- [EXERCISE]: Each line that contains the word "exiting" is to be copied from the records below.

*** Opening RECORDS TO USE ***

PR #656, opened 2026-08-11
fix(conn): update no-op logger to scheduler logger

thijmv:
Currently, we have no observability on the scheduler's connection logs, since a no-op logger is being passed.

Therefore, this PR:
- Passes the handshaker's logger when creating a connection, improving observability.
- Downgrades the info logs to debug to avoid spiking ingestion rates. Socket read and write errors are expected when the sockets close.
- Makes the log messages static, rather than dynamic, so they become easier to group.

### DIFF
--- a/lib/torrent/scheduler/conn/conn.go
+++ b/lib/torrent/scheduler/conn/conn.go
@@ -201,7 +201,7 @@ func (c *Conn) IsClosed() bool {
 
 func (c *Conn) readPayload(length int32) ([]byte, error) {
 	if err := c.bandwidth.ReserveIngress(int64(length)); err != nil {
-		c.log().Errorf("Error reserving ingress bandwidth for piece payload: %s", err)
+		c.log().With("error", err).Info("Piece payload exceeded ingress bandwidth limit")
 		return nil, fmt.Errorf("ingress bandwidth: %s", err)
 	}
 	payload := make([]byte, length)
@@ -248,7 +248,7 @@ func (c *Conn) readLoop() {
 		default:
 			msg, err := c.readMessage()
 			if err != nil {
-				c.log().Infof("Error reading message from socket, exiting read loop: %s", err)
+				c.log().With("error", err).Debug("Error reading message from socket, exiting read loop")
 				return
 			}
 			c.receiver <- msg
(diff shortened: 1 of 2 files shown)


lib/torrent/scheduler/conn/conn.go
```diff
@@ -201,7 +201,7 @@ func (c *Conn) IsClosed() bool {
 
 func (c *Conn) readPayload(length int32) ([]byte, error) {
 	if err := c.bandwidth.ReserveIngress(int64(length)); err != nil {
-		c.log().Errorf("Error reserving ingress bandwidth for piece payload: %s", err)
```
Anton-Kalpakchiev, line 204: this log tends to show up A LOT for the origin. It's one of our most common logs that we have. I have 2 concerns:
1. What if we get it a lot with agent too, causing a lot of noise logging?
2. I'm not sure if it's an error, as we are just throttling ourselves intentionally. It should be an Info/Warn or even maybe a Debug log if the amount this happens is a lot.

WDYT?

lib/torrent/scheduler/conn/handshaker.go
```diff
@@ -359,5 +362,5 @@ func (h *Handshaker) newConn(
 		isPeerOrigin,
 		info,
 		openedByRemote,
-		zap.NewNop().Sugar())
```
Anton-Kalpakchiev, line 362: Why did we have a no-op logger in the past and are we 100% sure that we didn't miss any logs (that we shd move from Info/Error to Debug) that this logger is used for?

lib/torrent/scheduler/conn/conn.go
thijmv: 1. It may happen when the agents are under high load, but I would expect that on the control plane. Furthermore, we currently have a `nocollect` rule on the agent's scheduler logs, so we can let it soak without spiking log ingestion rates.
2. I think this is a valid point. It is not necessarily an error if we deliberately limit the bandwidth. I have downgraded the log level to `INFO`, as this is more appropriate than `ERROR`.

lib/torrent/scheduler/conn/handshaker.go
thijmv: It looks like it was refactored but never wired up correctly. The logger is only used for the four logs that this PR touches.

*** Closing RECORDS TO USE ***

- [OUTPUT FOR THIS TASK]:
-				c.log().Infof("Error reading message from socket, exiting read loop: %s", err)
+				c.log().With("error", err).Debug("Error reading message from socket, exiting read loop")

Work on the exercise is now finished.